ABSTRACT
The ‘big bang’ of military or political revolution that accompanies the setting free of
powerful dynamics of transition and transformation, of post-conflict, post-apartheid
and post-war justice, has triggered a widespread and wide-ranging research agenda
around the world that is concerned with the chances of a new ‘beginning’ and the
need to account adequately for the legacies of past experiences in the process (Teitel,
2000). From post-apartheid South Africa (Gross, 2004), the East-and West-German
narratives of the Nazi past (Herbert and Goehler, 1992) and Germany’s Reunification
(see Markovits, 2001), to post-genocide Rwanda (Mgbako, 2005; Agbakwa, 2005)

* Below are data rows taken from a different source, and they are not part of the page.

PR #150, opened 2023-02-25
bricks/virtualhub: Build without CPython.

laurensvalk:
This uses the test drivers instead of the CPython implementation. This is easier to debug and maintain, and it runs a lot faster.

No specialized configuration is needed to run it anymore. You can just run the virtualhub-micropython executable as if it is normal MicroPython. It just so happens to have a working `pybricks` package.

The robot setup is defined in `platform.c`. It currently uses 5 motors, but this can be changed later to simulate a few sensors. Lights and buttons are not done yet, which is a regression for now.

The goal is to get to a virtualhub that we'll use more often (as opposed to using DFU on a real Prime Hub all the time). The existing implementation is very extensible and potentially very powerful, but sometimes a bit cumbersome to work with (which could be me).

This is what the updated implementation can currently do (although I haven't pushed the *optional* React app that makes this visualization yet):

https://user-images.githubusercontent.com/12326241/221375380-f7f759c5-763b-45b2-a3ea-6d09629c1556.mp4

---------

Some next steps (not in this PR):
- Remove the CPython drivers from `lib/pbio`
- Clean up and publish the React app used in the video. Since this is aimed at just developers for now, I suppose we could include it here instead of making yet another repo (thoughts?).
- Implement lights, light matrix, buttons.
- Implement sensors and incorporate them into the 2D visualization, e.g. a motor that presses the force sensor, and a motor that spins colored bricks in front of the color sensor.
- Revise how the data piping works so we can include lights and handle on-click button events.

### DIFF
--- a/bricks/virtualhub/mp_port.c
+++ b/bricks/virtualhub/mp_port.c
@@ -11,15 +11,13 @@
 #include <sys/select.h>
 
 #include <contiki.h>
-#include <Python.h>
 
 #include <pbio/main.h>
 #include <pbsys/core.h>
 #include <pbsys/program_stop.h>
 #include <pbsys/status.h>
 
-#include "../../lib/pbio/drv/virtual.h"
-
+#include "py/mphal.h"
 #include "py/mpconfig.h"
 #include "py/obj.h"
 #include "py/objexcept.h"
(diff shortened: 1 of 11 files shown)


dlech:
> * Since this is aimed at just developers for now, I suppose we could include it here instead of making yet another repo (thoughts?).

My preference is to keep it in this repo.

dlech:
One one hand, it would be nice to use a high level library like [glib](https://docs.gtk.org/glib/) to replace the CPython layer for handling communications, on the other hand, it makes the code less portable (i.e. it would be nice to be able to compile for the web using emscripten).

bricks/virtualhub/mp_port.c
```diff
@@ -181,7 +119,7 @@ void pb_virtualhub_event_poll(void) {
 
     struct timespec timeout = {
         .tv_sec = 0,
-        .tv_nsec = 1000000,
```
dlech, line 184: Why does this need to be faster? It should just be the 1ms tick.

laurensvalk: This entire section can go in principle. The clock_linux driver drives the clock tick now.

laurensvalk: 100*1000:

image

1000*1000:

image

laurensvalk: CPU overhead isn't too bad at all with 100*1000.

dlech: Does 500*1000 work just as well?

laurensvalk:
> > * Since this is aimed at just developers for now, I suppose we could include it here instead of making yet another repo (thoughts?).
> 
> My preference is to keep it in this repo.

Will that lead to a bunch of dependabot pull requests or can we disable this? Since this will only be used locally by the developers, we can probably do without constant updates.

dlech:
> Will that lead to a bunch of dependabot pull requests or can we disable this?

Dependabot is not enabled. We will just get security updates.

PR #151, opened 2023-03-02
Virtual Hub live animation

laurensvalk:
This is a working proof of concept that shows how we can optionally show a live animation of the virtual hub state:

https://user-images.githubusercontent.com/12326241/221375380-f7f759c5-763b-45b2-a3ea-6d09629c1556.mp4

To try it:
```
cd tools/virtual-hub-animator
yarn install
yarn start
```
Also run:
```
# You can just start the virtual hub debug launch task, or alternatively do this:

make virtualhub -j
PBIO_TEST_DATA_PARSER=./tools/virtual-hub-animator/data_server.py ./bricks/virtualhub/build/virtualhub-micropython
```

This starts the REPL, where you can interact with the motors as shown in the video.

Note that use of this is optional. Running `virtualhub-micropython` standalone is fine and motors will still work. There is just no visualization that way.


laurensvalk:
Quite a lot of clean up is probably needed to make this a proper app. I've not done much with JS/TS or React before.

It does prove quite useful for everyday motor debugging, so maybe we can fix the worst of this for now, and defer the larger cleanups to a separate issue:

- Only motors are supported. No lights, sensors, etc.
- The data comes out of the virtual motor driver process, but the generic implementation should probably be placed in something like `mp_port.c`.
- Only state output is supported (one way communication, so no buttons/events)

PR #9, opened 2015-01-20
Implement Itertools.merge(other).

Stebalien:
`Itertools.merge` merges two sorted iterators (with items implementing Ord) into a single sorted iterator.

### DIFF
--- a/src/adaptors.rs
+++ b/src/adaptors.rs
@@ -6,7 +6,8 @@
 
 use std::mem;
 use std::num::Int;
-use std::iter::Fuse;
+use std::usize;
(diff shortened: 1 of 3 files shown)


bluss:
Thank you, looks great.  What do you think about relaxing it to PartialOrd? We only need one comparator, `<=`, so we can give the user the flexibility.

Stebalien:
Good point. I used Ord because everything else in the standard library that depends on sort-order appears to use it however, PartialOrd is explicitly for types that can be compared for sort-order.

bluss:
Thank you!

PR #12, opened 2015-02-03
refactor tuple zip macros and traits

oli-obk:
i simplified the macros a little and got rid of mutable variables.
if this commit is doing too much at once, i can split it up

### DIFF
--- a/src/ziptuple.rs
+++ b/src/ziptuple.rs
@@ -37,13 +37,8 @@ impl<T> Zip<T> where Zip<T>: Iterator
     }
 }
 
-// Macro to turn `t.$idx`, where $idx:tt, into an expression.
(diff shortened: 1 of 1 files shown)


bluss:
Guess what I have locally that I didn't push yet

```
commit daa1dd86fbf546f890e4198b89cbd9047b8b0880 (HEAD, master)
Author: root <root@localhost>
Date:   Tue Feb 3 01:28:59 2015 +0100

    Simplify the Zip macro impl, using ideas from ker on the forum.
    
    Simplification following ker, see
    http://internals.rust-lang.org/t/pre-rfc-replace-iteratorext-zip-with-tuple-iteration/1518
```

but I'll use your commit. Thank you!

PR #15, opened 2015-02-13
Add algorithm for inplace-mutation and dropping without reallocation

oli-obk:
this was created from http://stackoverflow.com/questions/28318886/how-do-i-partially-fold-a-vec-in-place

name-bikeshedding welcome.

instead of implementing it for `&mut [T]` i could probably implement it for `RandomAccessIterator` not sure on that

### DIFF
--- a/src/inplacemut.rs
+++ b/src/inplacemut.rs
@@ -1,0 +1,118 @@
+use std::vec::Vec;
+
+pub enum Combine<T> {
+    Keep(usize), // n >= 1
+    InsertAndDrop(T, usize), // insert 1 element, remove n elements, n >= 1
+}
+
+#[derive(Debug, PartialEq)]
+pub enum CombineError {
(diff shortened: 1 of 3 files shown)


bluss:
Still wrapping my head around this. It's sort of a parallel to .batching(). Is this a practical API?

oli-obk:
think of this PR as an RFC ;) I'm sure you could get a similar behavior for Iterators implementing `RandomAccessIterator`. But the ability to match on slices creates much more readable code. So maybe we need a `SliceIterator` that has `O(1)` operations `to_slice` and implement `SliceExt` for `SliceIterator`. Then you could use `batching` to step the iterator forward whenever you want, and otherwise match on slices.

bluss:
I think we should stick to just iterator related functions in itertools for now. Feel free to open new PRs with wild ideas if you have :)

and the ‘transformative occupation’ (Bhuta, 2005) of Iraq (Anderson, 2004; Frame
2005), the existing accounts of this process challenge our understanding of how
to go about the future while minding the past. In a crucial way, such fragile and
vulnerable societal projects also challenge the role of law as we learn to recognize
its distinct role in ascertaining past deeds committed, plights suffered and answers
found to the often unspeakable events of the past. Importantly, coupled with this
reconstructive, dialogical dimension of the law’s addressing of the (and its) past,
we find its institutional dimension.2 While the former encompasses accountability,
reconstruction and ‘truth’, the latter relates to the re-creation or foundation of
democratic institutions, constitutions and the rule of law.3 But it is this tension between
the allegedly extraordinary status of the events on the one hand, and the regular and
reliable workings of the legal order on the other that informs and structures our
approach to bringing the law to bear upon these challenges. Is law silent in states of
exceptions4, during les heures zero, and at notorious ‘new beginnings’, suggesting
something uniquely separate from the otherwise regular or violent workings of the
law (Hay, 1992)? New beginnings offer themselves as opportunities for coinciding
legality and legitimacy, yet the law of new beginnings is in fact tainted and burdened
by the past experiences of law that question the acceptable meaning and substance
of the very term itself (Radbruch, 1946, p.105).5 As Ruti Teitel (2000, p. 6) puts it,
‘What is deemed just is contingent and informed by prior injustice.’